WHAT YOU ARE ASKED TO DO.
Take the listing below and print exactly the lines starting at the line containing "PR #600, opened 2026-08-18" and ending at the line containing "- satellite column observations;", both ends included, and no others.
:: THE DATA ::
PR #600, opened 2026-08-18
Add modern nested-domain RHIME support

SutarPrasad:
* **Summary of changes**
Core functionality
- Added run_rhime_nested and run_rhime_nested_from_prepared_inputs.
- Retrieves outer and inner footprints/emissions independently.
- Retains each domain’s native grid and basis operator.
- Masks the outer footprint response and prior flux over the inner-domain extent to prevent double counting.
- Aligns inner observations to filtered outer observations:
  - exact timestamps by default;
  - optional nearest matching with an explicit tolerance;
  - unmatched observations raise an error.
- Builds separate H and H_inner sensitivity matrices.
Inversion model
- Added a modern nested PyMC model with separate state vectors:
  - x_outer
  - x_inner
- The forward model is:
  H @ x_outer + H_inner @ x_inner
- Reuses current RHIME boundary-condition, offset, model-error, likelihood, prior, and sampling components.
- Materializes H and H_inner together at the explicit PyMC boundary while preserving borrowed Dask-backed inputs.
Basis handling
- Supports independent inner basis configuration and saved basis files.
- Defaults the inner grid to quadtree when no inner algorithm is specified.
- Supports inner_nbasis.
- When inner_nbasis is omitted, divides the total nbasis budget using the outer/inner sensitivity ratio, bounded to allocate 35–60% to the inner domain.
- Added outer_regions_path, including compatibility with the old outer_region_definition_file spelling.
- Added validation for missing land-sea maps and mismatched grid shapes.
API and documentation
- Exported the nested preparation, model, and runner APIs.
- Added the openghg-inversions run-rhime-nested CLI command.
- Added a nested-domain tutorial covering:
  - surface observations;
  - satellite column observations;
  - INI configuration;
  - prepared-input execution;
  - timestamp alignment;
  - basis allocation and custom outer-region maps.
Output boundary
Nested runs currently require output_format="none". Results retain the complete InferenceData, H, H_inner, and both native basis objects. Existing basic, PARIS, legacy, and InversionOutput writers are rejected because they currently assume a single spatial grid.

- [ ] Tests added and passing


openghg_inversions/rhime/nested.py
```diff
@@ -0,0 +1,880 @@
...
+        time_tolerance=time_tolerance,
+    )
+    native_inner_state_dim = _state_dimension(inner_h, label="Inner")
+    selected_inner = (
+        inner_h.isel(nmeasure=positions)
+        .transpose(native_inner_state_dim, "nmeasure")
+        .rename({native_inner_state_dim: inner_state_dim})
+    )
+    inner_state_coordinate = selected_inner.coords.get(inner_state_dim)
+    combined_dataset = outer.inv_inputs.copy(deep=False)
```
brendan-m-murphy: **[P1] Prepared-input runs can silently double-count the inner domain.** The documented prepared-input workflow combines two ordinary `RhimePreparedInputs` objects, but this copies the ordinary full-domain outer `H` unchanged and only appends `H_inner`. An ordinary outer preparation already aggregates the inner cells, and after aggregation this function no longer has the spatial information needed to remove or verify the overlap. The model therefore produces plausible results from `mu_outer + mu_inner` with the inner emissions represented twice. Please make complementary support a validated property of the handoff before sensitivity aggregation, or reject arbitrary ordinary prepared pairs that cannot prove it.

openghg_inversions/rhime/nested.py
:::
:: THE DATA ::
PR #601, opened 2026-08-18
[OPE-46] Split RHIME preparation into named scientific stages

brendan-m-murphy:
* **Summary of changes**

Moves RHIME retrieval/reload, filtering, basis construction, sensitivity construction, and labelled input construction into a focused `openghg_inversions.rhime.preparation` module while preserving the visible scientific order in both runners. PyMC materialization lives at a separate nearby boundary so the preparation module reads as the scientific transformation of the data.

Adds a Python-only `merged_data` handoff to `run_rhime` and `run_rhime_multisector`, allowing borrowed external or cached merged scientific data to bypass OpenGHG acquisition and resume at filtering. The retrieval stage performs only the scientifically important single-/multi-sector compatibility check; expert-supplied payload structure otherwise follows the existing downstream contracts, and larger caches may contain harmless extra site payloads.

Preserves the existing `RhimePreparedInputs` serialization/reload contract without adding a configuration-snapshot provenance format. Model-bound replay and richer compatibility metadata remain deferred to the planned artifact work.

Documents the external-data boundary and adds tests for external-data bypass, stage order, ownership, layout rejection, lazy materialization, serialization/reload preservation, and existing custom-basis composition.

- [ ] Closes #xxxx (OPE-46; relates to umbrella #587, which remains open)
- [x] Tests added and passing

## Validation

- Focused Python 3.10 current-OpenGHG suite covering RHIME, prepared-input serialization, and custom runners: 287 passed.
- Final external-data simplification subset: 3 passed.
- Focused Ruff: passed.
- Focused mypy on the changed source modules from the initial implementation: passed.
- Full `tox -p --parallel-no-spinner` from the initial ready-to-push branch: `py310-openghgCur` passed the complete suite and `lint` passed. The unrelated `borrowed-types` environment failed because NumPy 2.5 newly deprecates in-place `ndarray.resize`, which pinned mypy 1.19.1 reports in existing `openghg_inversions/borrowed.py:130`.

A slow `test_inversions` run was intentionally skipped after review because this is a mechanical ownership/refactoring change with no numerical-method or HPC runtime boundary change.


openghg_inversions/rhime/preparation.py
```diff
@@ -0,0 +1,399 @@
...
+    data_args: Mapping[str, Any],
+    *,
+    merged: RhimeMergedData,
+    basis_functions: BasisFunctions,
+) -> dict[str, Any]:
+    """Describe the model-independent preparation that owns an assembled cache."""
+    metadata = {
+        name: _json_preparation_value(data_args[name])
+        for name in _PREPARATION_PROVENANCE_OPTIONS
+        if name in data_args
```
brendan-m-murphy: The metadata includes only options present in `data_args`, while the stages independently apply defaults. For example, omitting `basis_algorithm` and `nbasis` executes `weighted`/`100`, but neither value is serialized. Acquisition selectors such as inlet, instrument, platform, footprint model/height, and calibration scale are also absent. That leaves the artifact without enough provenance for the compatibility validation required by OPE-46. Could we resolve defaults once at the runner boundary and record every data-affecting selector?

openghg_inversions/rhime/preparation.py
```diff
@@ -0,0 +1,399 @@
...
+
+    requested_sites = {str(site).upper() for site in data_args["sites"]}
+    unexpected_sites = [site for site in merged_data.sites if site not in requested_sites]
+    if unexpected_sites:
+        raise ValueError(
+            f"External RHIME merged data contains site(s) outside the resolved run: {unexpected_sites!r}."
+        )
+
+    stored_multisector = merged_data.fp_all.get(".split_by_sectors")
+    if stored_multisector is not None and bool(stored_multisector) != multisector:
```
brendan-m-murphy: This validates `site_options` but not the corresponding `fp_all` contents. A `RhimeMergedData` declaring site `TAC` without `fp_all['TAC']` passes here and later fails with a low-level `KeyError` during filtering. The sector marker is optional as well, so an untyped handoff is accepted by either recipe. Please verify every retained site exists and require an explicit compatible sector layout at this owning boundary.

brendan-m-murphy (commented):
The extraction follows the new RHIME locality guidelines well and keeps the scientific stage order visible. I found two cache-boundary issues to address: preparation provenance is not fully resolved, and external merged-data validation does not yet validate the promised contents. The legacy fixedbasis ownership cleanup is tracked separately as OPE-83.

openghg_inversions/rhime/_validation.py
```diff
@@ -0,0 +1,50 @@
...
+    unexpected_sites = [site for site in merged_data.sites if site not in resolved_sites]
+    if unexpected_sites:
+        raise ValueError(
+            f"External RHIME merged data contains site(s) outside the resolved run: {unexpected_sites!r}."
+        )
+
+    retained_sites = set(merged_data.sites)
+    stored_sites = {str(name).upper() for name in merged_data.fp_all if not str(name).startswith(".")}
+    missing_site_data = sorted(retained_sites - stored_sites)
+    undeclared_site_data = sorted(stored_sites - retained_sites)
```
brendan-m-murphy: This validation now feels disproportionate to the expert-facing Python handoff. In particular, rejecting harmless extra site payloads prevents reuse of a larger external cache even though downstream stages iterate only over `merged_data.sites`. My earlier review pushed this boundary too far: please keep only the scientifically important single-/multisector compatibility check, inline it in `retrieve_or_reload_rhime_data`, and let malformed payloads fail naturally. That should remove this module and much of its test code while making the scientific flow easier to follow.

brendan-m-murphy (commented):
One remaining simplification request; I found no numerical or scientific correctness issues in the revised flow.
:::
RESPONSE AREA.
PR #600, opened 2026-08-18
Add modern nested-domain RHIME support

SutarPrasad:
* **Summary of changes**
Core functionality
- Added run_rhime_nested and run_rhime_nested_from_prepared_inputs.
- Retrieves outer and inner footprints/emissions independently.
- Retains each domain’s native grid and basis operator.
- Masks the outer footprint response and prior flux over the inner-domain extent to prevent double counting.
- Aligns inner observations to filtered outer observations:
  - exact timestamps by default;
  - optional nearest matching with an explicit tolerance;
  - unmatched observations raise an error.
- Builds separate H and H_inner sensitivity matrices.
Inversion model
- Added a modern nested PyMC model with separate state vectors:
  - x_outer
  - x_inner
- The forward model is:
  H @ x_outer + H_inner @ x_inner
- Reuses current RHIME boundary-condition, offset, model-error, likelihood, prior, and sampling components.
- Materializes H and H_inner together at the explicit PyMC boundary while preserving borrowed Dask-backed inputs.
Basis handling
- Supports independent inner basis configuration and saved basis files.
- Defaults the inner grid to quadtree when no inner algorithm is specified.
- Supports inner_nbasis.
- When inner_nbasis is omitted, divides the total nbasis budget using the outer/inner sensitivity ratio, bounded to allocate 35–60% to the inner domain.
- Added outer_regions_path, including compatibility with the old outer_region_definition_file spelling.
- Added validation for missing land-sea maps and mismatched grid shapes.
API and documentation
- Exported the nested preparation, model, and runner APIs.
- Added the openghg-inversions run-rhime-nested CLI command.
- Added a nested-domain tutorial covering:
  - surface observations;
  - satellite column observations;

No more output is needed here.